## ACTIVITY
Which lines of the records below contain the word "internally"? Copy each of them out.

## ENTRIES SUPPLIED
Issue #2201, opened 2019-05-31
Add size() method for remote tensors


DanyEle:
The last remaining method that we would need to get the forward pass into remote LSTMs is the implementation of the size() method for remote tensors, as described in Pull Request #2160.

LaRiffle:
This will be complicated as is, because .size() is used in many places to get informations about the current object and not to what it's pointing at. (like torch.save())

Namely we would like to have `t.size() == torch.Size([0])` for `t = torch.tensor([1, 2, 3, 4]).send(bob)` while .shape is used to look at the target object so `t.shape == torch.Size([4])`

LaRiffle:
@robert-wagner I'd love to have your view on this point (namely we have a method which could apply for the pointer object AND the point target)

robert-wagner:
> @robert-wagner I'd love to have your view on this point (namely we have a method which could apply for the pointer object AND the point target)

Sorry for the delay in getting back to you on this. I need to adjust my notification preferences for GitHub (I currently get way to many messages to deal with)

My question is why does the size of the pointer matter (what utility do we get out of it? I can definitely see the case for getting the size of the object that it is pointing to but I am not sure what the point of getting the size of the pointer is (other than knowing it is a pointer but in many cases there are better ways to do that)

LaRiffle:
It is used internally when you're printing Tensors objects for example, so hooking .size() might (and does) break many processes

LaRiffle:
I'm closing this since I don't see obvious way of fixing this.

Issue #2221, opened 2019-06-02
Could not find a version that satisfies the requirement torch>=1.0.1 (from syft) (from versions: 0.1.2, 0.1.2.p


hr21:
I am using a windows machine, with anaconda navigator I installed as per the instructions given in the readme.md 
1. created an enviornment named pysyft and activated it
2. initialized pip install syft
3. The error mentioned above is displayed

I am  Udacity Student for Secure and Private AI

![image](https://user-images.githubusercontent.com/39687652/58757245-8e0d5280-8526-11e9-962f-7d231cec825e.png)

kamathhrishi:
Looks you haven't installed the appropriate version of torch or don't have torch installed in your conda environment. So activate your conda environment and install pytorch. Conda environments are a good way to keep separate dependencies. So if you have had a different version of torch in your system which you usually use. You can use a specific version of torch separate using virtual environments such as conda.

amit-rastogi:
Did you execute the following command in your pysyft environment? If not, then please run this command and check.

conda install pytorch torchvision -c pytorch

iamtrask:
You should update conda and pip. If it doesn't have torch 1.x it's likely very old.

hr21:
I have already tried all the mentioned commands I even tried using it within the enviornment in which I had pytorch Installed and I got back the same error my current conda version is 4.5x and the torch version is 1.x @iamtrask

colin-byrneireland:
I've the exact same issue seems to me that torch 1.2 (latest) isn't compatible with syft ?.
Any suggestions

PR #2343, opened 2019-07-09
Added size() method for remote tensors

DanyEle:
Added a basic version of the size() method for remote tensors.

A lot of tests are still not passing though. Suggestions on what could be fixed so as to make all tests pass. If the size() method is successfully implemented, we would also "unlock" the usage of LSTMs in PySyft.

Implementation for issue #2201


LaRiffle:
Can you add a test to this change to seee what is now possible?

DanyEle:
Now the forward pass into LSTMs is working. I added a couple of tests for the size of remote tensors and the usage of the forward phase with LSTMs. 


```
def test_lstm(workers):
    bob = workers["bob"]
    lstm = nn.LSTM(3, 3)
    inputs = torch.randn(5, 1, 3)
    hidden = (torch.randn(1, 1, 3), torch.randn(1, 1, 3))  # clean out hidden state
    out, hidden = lstm(inputs, hidden)
    assert out.shape == torch.Size([5, 1, 3])
    lstm = nn.LSTM(3, 3)
    lstm.send(bob)
    inputs = torch.randn(5, 1, 3).send(bob)
    hidden = (
        torch.randn(1, 1, 3).send(bob),
        torch.randn(1, 1, 3).send(bob),
    )  # clean out hidden state
    out, hidden = lstm(inputs, hidden)
    #This test will pass once the .size() method is implemented for
    #remote tensors
    assert out.shape == torch.Size([5, 1, 3])
```

LaRiffle:
Good, add also basic .size() tests for all tensors where you added ( in the test_<tensor_type>.py files), or don't forget to push the work if you already added them :)

DanyEle:
> Good, add also basic .size() tests for all tensors where you added ( in the test_<tensor_type>.py files), or don't forget to push the work if you already added them :)

Yep, I re-named a test for the size of local tensors to test_local_size and create a new test case for testing the size() method using remote tensors.

LaRiffle:
The numerous tests failing in this PR confirm the hypothesis made in #2221 
https://github.com/OpenMined/PySyft/issues/2201#issuecomment-497712040
Hooking size() is not possible because it is used internally

DanyEle:
Once #2349 is merged, we may as well close this PR.

DanyEle:
Actually, it looks like https://github.com/OpenMined/PySyft/pull/2349 is not overriding the forward pass of LSTMs / GRUs, so this method would still be needed for them.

## ANSWER TO THE PROBLEM
It is used internally when you're printing Tensors objects for example, so hooking .size() might (and does) break many processes
Hooking size() is not possible because it is used internally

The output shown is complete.